In California and elsewhere, tens of thousands of workers behind bars have organized hunger strikes and other protests against solitary confinement and other abusive conditions, forging unity in action among inmates who are Black, Latino and Caucasian, and asserting their humanity.

These struggles have also increased pressure on the government to change some of the most egregious policies on incarceration and the prisons. On Oct. 6, for example, it was reported that the Justice Department plans to release 6,000 people imprisoned on nonviolent drug charges, the largest one-time release of federal prisoners to date. Prominent figures in both the Republican and Democratic parties have called for reducing mandatory minimum sentences and other steps to reduce the number of Blacks and others in prison.

The fights against police brutality, mass incarceration and prison conditions have intertwined with struggles to raise the minimum wage and for unionization.

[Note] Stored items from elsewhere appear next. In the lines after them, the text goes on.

PR #147, opened 2026-04-28
fix(mcp): replace threading heartbeat with asyncio coroutine to eliminate cancel-scope log flood

### LINKED ISSUE #146: bug: MCP heartbeat triggers "Attempted to exit cancel scope in a different task" warning every ~20s
## Recurring log warning

Every ~20 seconds (matching the heartbeat interval added in PR #140), the following WARNING fires:

```
[WARNING] [-] MCP: error during connection cleanup: Attempted to exit cancel scope in a different task than it was entered in
```

Observed 50+ times between 08:55–09:12 on 2026-04-28. Sample timestamps:
```
2026-04-28 08:55:16.663 [WARNING] [-] MCP: error during connection cleanup: Attempted to exit cancel scope in a different task than it was entered in
2026-04-28 08:55:20.831 [WARNING] [-] MCP: error during connection cleanup: Attempted to exit cancel scope in a different task than it was entered in
...
2026-04-28 09:12:14.191 [WARNING] [991159ed] MCP: error during connection cleanup: Attempted to exit cancel scope in a different task than it was entered in
```

## Root cause analysis

The heartbeat thread (PR #140, `src/mcp_client.py`) calls:

```python
self._run(conn.session.list_tools(), timeout=10)
```

`_run()` uses `asyncio.run_coroutine_threadsafe()` to schedule the coroutine on the background event loop. This creates a new asyncio `Task`. Inside the MCP SSE library (`mcp/client/sse.py`), anyio cancel scopes are used around network operations. 

anyio cancel scopes are **task-local** — a scope entered in Task A cannot be exited from Task B. When `list_tools()` is scheduled as a new task via `run_coroutine_threadsafe`, the cancel scope it creates is bound to that new task. If an exception propagates during cleanup (reconnect, connection teardown), the cancel scope exit may occur in a different task context → `"Attempted to exit cancel scope in a different task than it was entered in"`.

The frequency (every ~20s, rate matches `_HEARTBEAT_INTERVAL = 20`) confirms this fires on every heartbeat ping, not just during reconnects. It may be that even a successful `list_tools()` call triggers cancel scope cleanup in a cross-task context inside the anyio/MCP SSE library.

## Impact

- WARNING floods the log — makes it hard to spot real errors
- Indicates an anyio invariant violation — could mask legitimate cleanup failures or mask connection state corruption
- Does not appear to cause visible functional failures currently, but the anyio violation is inherently unsafe

## Relationship to prior issues

- Issue #114 — original `(cancel scope)` cleanup warning mentioned in log snippet (different message, earlier version)
- Issue #98 (closed) — original MCP SSE stale connection bug; cancel scope mentioned as evidence
- PR #140 — introduced the heartbeat that is most likely the trigger

## Suggested fix direction

The heartbeat should avoid creating new anyio tasks cross-thread. Options:

1. **Use a dedicated event loop task for heartbeat pings** — instead of `_run()` (which creates new tasks via `run_coroutine_threadsafe`), schedule pings as a long-running coroutine inside the MCP event loop using `asyncio.ensure_future()`, so it runs as part of the existing task context

2. **Use a lower-level keepalive** that doesn't invoke anyio cancel scopes — e.g., send an HTTP GET to the MCP server's `/health` endpoint or use TCP keepalive instead of `list_tools()`

3. **Catch the anyio CancelScope exception class** in `_reconnect_server` to prevent it reaching the WARNING logger

ghost:
## Summary

Issue #146. The heartbeat added in PR #140 produced ~50 WARNING entries per hour:

```
[WARNING] MCP: error during connection cleanup: Attempted to exit cancel scope in a different task than it was entered in
```

## Root cause

`_run()` uses `asyncio.run_coroutine_threadsafe()` which creates a **new asyncio Task** per call. anyio cancel scopes are **task-local**: a scope entered in Task A (during `connect()`) cannot be exited from Task B (a later `run_coroutine_threadsafe` task calling `close()`). The reconnect triggered by a heartbeat failure always hits this path.

## Fix 1 — async heartbeat coroutine

Replace `_heartbeat_thread` (threading.Thread) + `_heartbeat_stop` (threading.Event) with a long-lived asyncio Task (`_heartbeat_coro`) scheduled on the background event loop:

- `list_tools()` is `await`-ed directly — no new task per ping
- Reconnect `close()` + `connect()` are `await`-ed inside the same coroutine — task context matches
- Cancellation via `task.cancel()` from `close_all()`, replaces `_heartbeat_stop.set()` + `thread.join()`

New `_reconnect_server_async()` is the async counterpart of `_reconnect_server()` for use within the coroutine.

## Fix 2 — demote cross-task RuntimeError to DEBUG

`MCPConnection.close()` now catches the specific anyio cancel-scope `RuntimeError` and logs at `DEBUG` instead of `WARNING`. Initial connections (made via `_run()`, not from within the heartbeat task) still cross a task boundary on close, but those are replaced immediately and the degradation is harmless.

## Validation

```
uv run pytest tests/ -q -k "mcp" -m "not agent_workflow and not live_llm and not docker"
# exit code 0
uv run ruff check src/mcp_client.py && uv run black --check src/mcp_client.py
# All checks passed
```

Closes #146


Turanga-Leela-at-NorthlandPositronics:
Updated with a second commit (90cc3ce) that adds the `session` property to `MCPConnection` — closes #148.

This was the root cause of the constant reconnect cycle: both the threading heartbeat (PR #140) and the async coroutine here called `conn.session.list_tools()`, but `MCPConnection` only had `_session` (private), so every ping raised `AttributeError` and immediately triggered a reconnect. The `session` property was always missing; the heartbeat was never successfully health-checking anything.

With this fix + the async coroutine (no new task per ping) + the cancel-scope demotion to DEBUG, the heartbeat should now:
1. Ping successfully → no reconnect, no cancel-scope noise
2. On genuine failure → reconnect once, from within the correct task context

PR #233, opened 2026-04-29
fix: actionable error for malformed shell commands with unbalanced quotes (#177)

### LINKED ISSUE #177: bug: shlex.split() ValueError from malformed shell commands produces unhelpful error prefix
## Summary
When the `execute_shell_command` tool receives a command string with unmatched quotes (e.g., `echo "hello` or `grep 'pattern file`), `shlex.split()` at `src/tools/shell.py:84` raises `ValueError: No closing quotation`. This is caught by the broad `except Exception` at line 134, but the resulting error message says `"Error executing command (ValueError): No closing quotation"` — which exposes internal Python exception names to the agent and user, and does not clearly explain what went wrong.

## Component
tools

## Severity
Low

## Impact
When the LLM generates a malformed shell command (e.g., forgetting to close a quote), the error message is confusing rather than diagnostic. This wastes agent turns as the agent is not clearly told the command had unbalanced quotes. The internal exception class name (`ValueError`) is noise for both the LLM and the user.

## Environment
- OS: Linux
- Python version: 3.13.x
- Cogtrix version / commit: 0.2.6
- Branch: next

## Steps to Reproduce
```
You: execute shell command: echo "hello
```
Or simulate directly:
```python
from src.tools.shell import execute_shell_command
result = execute_shell_command('echo "hello')
# Returns: "Error executing command (ValueError): No closing quotation"
```

## Expected Behavior
A clear, actionable error like:
```
Error: Malformed command — unbalanced quotes. Ensure all quotes are paired: '
Error: Malformed command — unmatched double quote. Use matching " pairs.
```

## Likely cause
`shlex.split()` raises `ValueError` on unmatched quotes but this specific exception is not caught before the generic `except Exception` handler, which formats it with the raw exception type name.

## Suggested fix
Wrap `shlex.split` in a try/except that catches `ValueError` specifically and returns a user-friendly message about unbalanced quotes before falling through to the generic handler:
```python
try:
    cmd_parts = shlex.split(command)
except ValueError:
    return "Error: Malformed command — the command has unbalanced quotes or unsupported shell syntax."
```

Add a unit test for `execute_shell_command` with unmatched single quote, unmatched double quote, and other `shlex.split` edge cases.

ghost:
## Fix

`shlex.split()` raises `ValueError` when a command has unbalanced quotes (e.g. `echo "hello`). This was caught by the broad `except Exception` handler which returned the raw exception class name as an error message — unhelpful to the agent.

Now specifically catches `ValueError` from `shlex.split` and returns a clear message: `"Error: Malformed command — unbalanced quotes or unsupported shell syntax."`

Closes #177


ghost (approved):
QA: APPROVED ✅

Catches ValueError specifically from shlex.split() before the broad except Exception handler. Returns clear actionable message. One-line change, correct.

PR #234, opened 2026-04-29
fix: switch POST→GET on HTTP 303 redirect per RFC 7231 (#185)

### LINKED ISSUE #185: bug(high): HTTP 303 redirect does not switch POST to GET — violates HTTP spec
## Summary
`src/tools/http_request.py` `_follow_redirects` (lines 321-363) always passes the original HTTP method to `session.request()`. HTTP status 303 ("See Other") requires the client to switch from POST to GET per RFC 2616/7231. The code checks status codes to detect redirects at line 344 but never switches the method or drops the JSON body from `kwargs`.

## Component
tools

## Severity
High

## Impact
Any `http_post` request that encounters a 303 redirect fails. The POST request with JSON body is sent to the redirect target, which typically expects GET and responds with 405 Method Not Allowed. This affects:
- Web forms that redirect after submission
- Payment gateway integrations (Stripe, PayPal)
- OAuth authorization flows
- Any API endpoint that uses POST-Redirect-GET (PRG) pattern

## Steps to Reproduce
```python
# POST to an endpoint that returns 303 redirect
result = http_post(url="https://httpbin.org/redirect-to?url=https://httpbin.org/get&status_code=303", data='{"key":"value"}')
# Result: 405 Method Not Allowed (POST sent to GET-only target)
```

## Files
- `src/tools/http_request.py:321-363` — `_follow_redirects` loop

## Suggested Fix
After detecting a 303 redirect, switch method to `"GET"` and remove `json` and `data` from `kwargs` before the next `session.request()` call.

ghost:
## Fix

`_follow_redirects()` in `src/tools/http_request.py` was not updating the HTTP method when following a 303 redirect. Per RFC 7231 §6.4.4, a 303 response requires the client to switch to GET and discard the request body — regardless of the original method.

Without this fix, a `POST` that received a `303` would re-issue a `POST` to the redirect target, which typically expects `GET` and responds with `405 Method Not Allowed`. This broke web forms, payment gateway redirect flows, and OAuth callbacks.

**Change:** After detecting a 303 status code, set `method = "GET"` and pop `json` and `data` from `kwargs` before the next loop iteration.

Closes #185


ghost (approved):
QA: APPROVED ✅

Correct fix. After detecting 303, switches method to GET and drops json/data from kwargs. Positioned correctly after redirect URL is resolved but before the next loop iteration. Clean, minimal.

PR #415, opened 2021-03-24
Allow json comments

brunomgalmeida:
This may be useful, to document scripts or features


bugy:
Hi @brunomgalmeida I think this is a helpful feature.
However, I prefer to avoid adding extra dependencies without extra need for several reasons:
1. It breaks backward compatibility somehow (after installing new version, the server won't start)
2. Some dependencies might introduce security risk or just some bugs, and being not very popular, the risk is higher
3. I would like to keep machines as lightweight as possible

samples/conf.json
```diff
@@ -0,0 +1,8 @@
+{
+  "title": "Script server",
+  "port": "8000"
+//   "ssl": {
```
bugy, line 4: Could you add some normal comment instead, please? 
And keep the sample configuration

src/migrations/migrate.py
```diff
@@ -207,7 +208,7 @@ def __introduce_access_config(context):
         return
 
     content = file_utils.read_file(file_path)
-    json_object = json.loads(content, object_pairs_hook=OrderedDict)
+    json_object = custom_json.loads(content, object_pairs_hook=OrderedDict)
```
bugy, line 211: Could you also update "_load_runner_files" ?

src/utils/custom_json.py
```diff
@@ -0,0 +1,12 @@
+import json
+import re
+
+def loads (content):
+    contents=""
+    for line in content.split('\n'):
+        if not re.match (r'\s*//.*', line):
+            contents += line + "\n"
+    # while "/*" in contents:
```
bugy, line 9: Could you remove the commented out code, please?

src/utils/custom_json.py
```diff
@@ -0,0 +1,12 @@
+import json
+import re
+
+def loads (content):
+    contents=""
```
bugy, line 5: Could you replace double-quotes with single quotes?

src/model/server_conf.py
```diff
@@ -62,7 +63,7 @@ def from_json(conf_path, temp_folder):
 
     config = ServerConfig()
 
-    json_object = json.loads(file_content)
+    json_object = custom_json.loads(file_content)
```
bugy, line 66: Could you add a test for it, please?

src/config/config_service.py
```diff
@@ -108,7 +109,7 @@ def list_configs(self, user, mode=None):
 
         def load_script(path, content):
             try:
-                json_object = json.loads(content)
+                json_object = custom_json.loads(content)
```
bugy, line 112: Could you also add a test for loading script configs with comments, please?

bugy (changes requested):
Thanks for the changes! I left a couple of comments

Also, I think these places should be updated as well:
- auth_ldap:255
- config_service:192
- script_config:246
- schedule_service:38

samples/conf.json
brunomgalmeida: done

bugy (approved):
Thank you!

PR #423, opened 2021-03-30
Mutiple include

brunomgalmeida:
Allow import of multiple files
will only care about the json section "parameters"


bugy (changes requested):
Hey, I think the idea of the PR is super nice and thanks for the initial changes!
Unfotunately, I think we should improve the implementation. I left a couple of comments in the code. Additionally, we would need to consider the following things:
- Each included path can depend on other parameters: e.g. `"include": "configs/${list1}.json"` That's why there was "_TemplateProperty" used. Unfortunately for the list this would be much more difficult to implement (we would need to listen on changes in any element of the list)
- Could you add a couple of tests for it?

bugy (approved):

muzzol:
sorry to resurface this old issue.

can this solution be used in conf.json?

for security purposes I need a separated file with access info but I don't see any include example on main conf file.

is this possible?

bugy:
Hey @muzzol unfortunately not :(

Issue #383, opened 2020-12-22
Ability to sort History columns


jarrah31:
Would it be possible to have the ability to sort History columns alphabetically/numerically please? e.g. if I click on the Script column header, it sorts the list A-Z, and clicking it again sorts it Z-A. 

Thanks!

bugy:
Implemented by @autogun :+1:

jarrah31:
Thank you!

PR #430, opened 2021-04-13
Ability to sort History columns

autogun:
This commit adds the ability to sort history columns, I tried to keep it lean and simple.
Issue https://github.com/bugy/script-server/issues/383

### DIFF
--- a/web-src/src/common/components/history/executions-log-table.vue
+++ b/web-src/src/common/components/history/executions-log-table.vue
@@ -79,6 +79,10 @@ export default {
 </script>
 
 <style scoped>
+.executions-log-table th  {
+  cursor: pointer;
+}
+
 .executions-log-table tbody > tr {
   cursor: pointer;
 }
--- a/web-src/src/common/components/history/executions-log-table.vue
+++ b/web-src/src/common/components/history/executions-log-table.vue
@@ -3,11 +3,11 @@
     <table class="highlight striped">
       <thead>
       <tr>
-        <th class="id-column" :class="showArrow('id')" @click="sortBy('id')">ID</th>
-        <th class="start_time-column" :class="showArrow('startTimeString')" @click="sortBy('startTimeString')">Start Time</th>
-        <th class="user-column" :class="showArrow('user')" @click="sortBy('user')">User</th>
-        <th class="script-column" :class="showArrow('script')" @click="sortBy('script')">Script</th>
-        <th class="status-column" :class="showArrow('fullStatus')" @click="sortBy('fullStatus')">Status</th>
+        <th class="id-column" :class="showSort('id')" @click="sortBy('id')">ID</th>
+        <th class="start_time-column" :class="showSort('startTimeString')" @click="sortBy('startTimeString')">Start Time</th>
+        <th class="user-column" :class="showSort('user')" @click="sortBy('user')">User</th>
+        <th class="script-column" :class="showSort('script')" @click="sortBy('script')">Script</th>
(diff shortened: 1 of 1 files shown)


bugy:
Hi, @autogun thanks a lot for your changes!
Could you also add arrow showing currently sorted column and the direction? 

I think this is a nice example, doing it using css:
https://codepen.io/marcmatias/pen/gxPzvY

Search for "arrow_back" in css section: the example code snippet adds an `:after` pseudoelement, rendering the arrow
(the Material Icons font should be available already)

autogun:
Hi @bugy, please see below -
https://user-images.githubusercontent.com/11921235/114769435-e3e1f100-9d72-11eb-9a50-2497afe61f64.mov

web-src/src/common/components/history/executions-log-table.vue
```diff
@@ -3,11 +3,21 @@
     <table class="highlight striped">
       <thead>
       <tr>
-        <th class="id-column">ID</th>
-        <th class="start_time-column">Start Time</th>
-        <th class="user-column">User</th>
-        <th class="script-column">Script</th>
-        <th class="status-column">Status</th>
+        <th class="id-column">
+          <a href="#" @click="sortBy('id')">ID<span :class="ascending ? 'arrow asc' : 'arrow desc'"></span></a>
```
bugy, line 7: Instead of `arrow asc` I would suggest using just `asc`. The same for `desc`.

web-src/src/common/components/history/executions-log-table.vue
```diff
@@ -72,4 +113,25 @@ export default {
...
+.executions-log-table .arrow.asc {
+  border-left: 4px solid transparent;
+  border-right: 4px solid transparent;
+  border-bottom: 4px solid #42b983;
+}
+
+.executions-log-table .arrow.desc {
+  border-left: 4px solid transparent;
+  border-right: 4px solid transparent;
+  border-top: 4px solid #42b983;
```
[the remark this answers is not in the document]
bugy: Please also set `color: var(--font-color-main)` for the anchor element, so it looks as before:
image
(the table header is not really a link, so it shouldn't look like one, in my opinion)

Or may be you could even remove the `<a>` elements and put onclick handler directly to `<th>`. The only adjustment which would be needed, is to set css cursor:pointer for it

bugy (changes requested):
Hey, I left a couple of improvement suggestions.
Also, I think we should show arrows only for the sorted column (not for every) :sweat_smile:

autogun:
Hope I got it right this time 😄 

https://user-images.githubusercontent.com/11921235/114936275-e280f900-9e44-11eb-97e6-6d73a8f6361e.mov

web-src/src/common/components/history/executions-log-table.vue
autogun: How should the `css` part look like if I drop `arrow`?

bugy: Instead of `.arrow.asc` you could use `th.asc` (tag name)

bugy: Ah, I got what you mean. Probably you could just rename "arrow" to "sorted" ?

autogun: Sure thing, done.

bugy:
Looks much better now, thanks! :) 
The last tiny thing: could you add css `cursor: pointer` for `th` tag? So that when you mouse-over, the cursor changes

bugy:
Thanks s lot!

bugy (approved):

Issue #442, opened 2021-05-23
Load data from script execution doesn't work


drehelis:
Hi,

Seems like below feature is broken on `dev`
https://github.com/bugy/script-server/wiki/Script-config#script

```
  "parameters": [
    {
      "name": "Test",
      "param": "--profile",
      "type": "list",
      "values": [
        "Test 1",
        "Test 2"
      ],
      "required": true
    },
    {
      "name": "Test 2",
      "param": "--test",
      "values": {
        "script": "echo ${Test}"
      },
      "required": true
    }
  ]
```

This used to work in `1.6`

bugy:
Hi @autogun it works for me, (if I add `"type": "list"` to the second parameter)

bugy:
![image](https://user-images.githubusercontent.com/1275813/119256758-86875e00-bbc2-11eb-904e-3a11d8e7c60f.png)

autogun:
I can swear it also worked with `"type": "text"`, no?

bugy:
I don't think so. How is it supposed to work?

autogun:
This is embarrassing, I think I have custom code which I forgot about :-D

Issue #320, opened 2020-07-12
default value and variable error


antonellocaroli:
Hi,
I'm not sure if this is expected behavior or a bug.

###############################
{
      "name": "Select seftware to set",
      "param": "-b",
      "type": "list",
      "default": "networkaudiod",
      "values": [
        "networkaudiod",
        "squeezelite-R2",
        "squeezelite"
      ],
      "description": "Select seftware to set"
    },
    {
      "name": "Set affinity",
      "param": "-c",
      "type": "text",
      "default": {
        "script": "/opt/.gentooplayer/web/scripts/script/expert1/${Select seftware to set}/affinity.sh"
      },
      "description": "Set CPU affinity"
    },
################################

2020-07-12 07:27:23,794 [root.INFO] Starting GentooPlayer, v1.16.0-master@995fec1
2020-07-12 07:27:23,811 [asyncio.DEBUG] Using selector: EpollSelector
Server is running on: http://0.0.0.0:5000
2020-07-12 07:27:27,678 [identification.INFO] Assigned user_id=192.168.178.22-6d9fb38bcbd547e6 to {'ip': '192.168.178.22', 'hostname': 'GentooServer.fritz.box'}
2020-07-12 07:27:27,719 [tornado.access.INFO] 304 GET /index.html (192.168.178.22) 45.99ms
2020-07-12 07:27:27,748 [tornado.access.INFO] 304 GET /css/chunk-index-vendors.47bd9eac.css (192.168.178.22) 3.77ms
2020-07-12 07:27:27,758 [tornado.access.INFO] 304 GET /css/index.00b840dd.css (192.168.178.22) 7.60ms
2020-07-12 07:27:27,763 [tornado.access.INFO] 304 GET /js/chunk-index-vendors.3dee9c44.js (192.168.178.22) 10.09ms
2020-07-12 07:27:27,766 [tornado.access.INFO] 304 GET /js/index.807c7662.js (192.168.178.22) 11.71ms
2020-07-12 07:27:27,800 [tornado.access.INFO] 304 GET /favicon.ico (192.168.178.22) 3.14ms
2020-07-12 07:27:27,836 [tornado.access.INFO] 304 GET /img/titleBackground_small.8d99a14e.jpg (192.168.178.22) 3.40ms
2020-07-12 07:27:27,842 [tornado.access.INFO] 304 GET /executions/active (192.168.178.22) 3.13ms
[...]

Issue #141, opened 2018-11-26
Add possibility to specify a result of a command as value (the same thing than for list values)


csphoenix1:
Hi !

Is it possible to add the possibility to specify a result of a command as the value of a parameter ?

Like that but not only for a list values.

`{
      "name": "Reload the current profile",
      "value": {
        "script": "cat /tmp/current_profile.txt"
      }
}`

bugy:
Hi @csphoenix1, do you mean for constants and default values?

csphoenix1:
Hi @bugy 

Yes for constant and default value, exactly.

bugy:
Done. Usage example:
```
      "default": {
        "script": "shuf -i 10000-99999 -n 1"
      }
```

PR #445, opened 2021-05-25
Textfield to support dependant values

drehelis:
Following my embarrassing issue https://github.com/bugy/script-server/issues/442, trying to cherry-pick this change to hopefully merge it to master.

I'm not entirely sure the implementation is right thought. Meanwhile, this is what I got -

https://user-images.githubusercontent.com/11921235/119562769-65379500-bdaf-11eb-981b-f730d291ad82.mov


autogun:
Yes, `Text-A` is updated accordingly to the `Drop-A` selection.

By use `default`, you mean from the configuration point of view? 
To change this:
```
    {
      "name": "Text-A",
      "values": {
        "script": "echo ${Drop-A}_"
      },
      "required": true
    },
```
to:
```
    {
      "name": "Text-A",
      "default": {
        "script": "echo ${Drop-A}_"
      },
      "required": true
    },
```

bugy:
Yes, exactly this one

autogun:
How about consistency? Across all config, `default` is `key:value` and not an object.
While values are all objects with parameter injection ability.

bugy:
Apparently, `script` option is already supported there: #141 :sweat_smile: 
But it doesn't support dependant parameters yet

As for me, the word `default` reflects the behaviour better, than `values`

autogun:
@bugy, one way to achieve this is in my last commit, but that still uses the infrastructure of `values`.
This, however, allows me to use both `default` and `values` in a text config.

bugy:
Hi @autogun, sorry for taking so long. To be honest, I would prefer to keep the code explicit, in this sense I would suggest to introduce explicit `default_value_provider`, which would set a single default value. 
Then you would need to extend `model.parameter_config.ParameterModel._param_values_observer` to work with the default values provider
And create a method similar to `model.parameter_config.ParameterModel._reload_values`, which would set `default`

On the client side, you would need to listen to "default" changes (not values)
When an old default value still equals to `this.value`, then you can update it, by calling the following code:
```
      this._doValidation(newValue);
      this.$emit('input', newValue);
```

bugy:
supported via "default" option in scope of #320. So closing this one as obsolete.

PR #457, opened 2021-06-08
Correctly sort History columns

autogun:
Sorting history columns introduced in https://github.com/bugy/script-server/pull/430 does not take into account that by default, `sort()` method sorts elements alphabetically. This leads to an unwanted sort result of: `[1, 10, 100, 2, 3]`

This PR enhances sorting to sort numerically, by date property etc.

### DIFF
--- a/samples/scripts/test.sh
+++ b/samples/scripts/test.sh
@@ -1,0 +1,3 @@
+#!/bin/bash
+
+echo $@
--- a/samples/scripts/test.sh
+++ b/samples/scripts/test.sh
@@ -1,3 +1,0 @@
-#!/bin/bash
-
-echo $@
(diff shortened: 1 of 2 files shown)


samples/scripts/test.sh
```diff
@@ -0,0 +1,3 @@
+#!/bin/bash
```
bugy, line 1: Is this file needed?

bugy (changes requested):
One small comment, otherwise looks good

samples/scripts/test.sh
autogun: Definitely not, slipped in by mistake :-)

bugy (approved):
Thanks!

bugy:
Hi, i found another issue: script name sorting considers letter case, could
you fix it also, please? :)

Danny Rehelis ***@***.***> schrieb am Mi., 9. Juni 2021,
12:46:

bugy (approved):

bugy:
Thanks again!

Issue #505, opened 2021-11-19
Scheduling less than hour and checkbox on admin


sarakha63:
Hello i have a minor easy request about scheduling.

It could be great to have a checkbox to enable scheduling on admin page

And for scheduling it would be great to have minutes also

As of now i have some scritp on script server machine that i add to crontab to make them do a health check on some services each 10 minutes (example) and i do that on crontab  and i would love to handle all scripting processes trough script server.

Both of those requests are i think simple quick features to implement. If you could consider it.

By the way thanks for this webapp, i can say after a lot of digging that nothing like that exists that is simple enough to give access for my wife for example

PR #526, opened 2022-02-24
Add the ability to schedule a script by minutes

### LINKED ISSUE #458: Schedule increments
Hi - it would be great to have a schedule running every 30 minutes. From looking, the minimum is every 1 hour. Can this be changed to allow us to run scripts more frequently? Thanks.

Conway:
This adds the ability to schedule a script to run on every x minutes, instead of 1 hour being the minimum interval

Addresses #505, closes #458


bugy (approved):
Thank you

PR #571, opened 2022-08-30
Add YAML runner config support

anthony-francisco:


src/utils/custom_yaml.py
```diff
@@ -0,0 +1,10 @@
+import json
+import re
+import yaml
+
+def loads (content, **args):
+    contents=''
+    for line in content.split('\n'):
+        if not re.match (r'\s*//.*', line):
+            contents += line + "\n"
```
bugy, line 9: I believe this is not needed. Yaml supports comments by default (in the specification and in the library)

src/config/config_service.py
```diff
@@ -231,7 +234,10 @@ def _visit_script_configs(self, visitor):
     def _find_config(self, name) -> Union[ConfigSearchResult, None]:
         def find_and_load(path, content):
             try:
-                json_object = custom_json.loads(content)
+                if path.endswith('.yaml'):
+                    json_object = custom_yaml.loads(content)
+                else:
+                    json_object = custom_json.loads(content)
```
bugy, line 240: This is a same code as in line 173. Could you extract it to a common method?

src/utils/custom_yaml.py
```diff
@@ -0,0 +1,10 @@
+import json
+import re
+import yaml
```
bugy, line 3: This is a non-standard library and since most of script server users don't need it, the module should be optional.
In order to make it work for others, the import statement should be moved inside `loads` function. I.e. it will be imported only when we try to read a yaml file.

bugy (changes requested):

bugy:
Hi @anthony-francisco thanks for PR! I left a couple of comments which would be cool to solve

anthony-francisco:
Hi @bugy , I made some changes (regarding your comments).
I hope it will be now OK for you :)

bugy:
Hi @anthony-francisco thanks :) Could you also check my comment in custom_yaml.py?

bugy (approved):

bugy:
Great, thank you for the work!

Shawnette Richardson, a McDonald’s worker active in the Fight for $15 in Brooklyn, and her 18-year-old son joined a group of fast-food workers and others involved in Black Lives Matter protests to travel to Washington. She told the New York Daily News that beyond the fight to raise wages, “my children, all children, deserve to be respected and safe. And I deserve not to fret every time my son steps out of the house.” These fights are “one and the same,” she said.

The organizers of the rally, starting with Nation of Islam leader Farrakhan, presented no road forward — just various pro-capitalist “self-help” proposals that the Nation has promoted from the beginning.

But many who came felt the sense of pride and confidence that comes from struggle and were strengthened by coming together with others like them.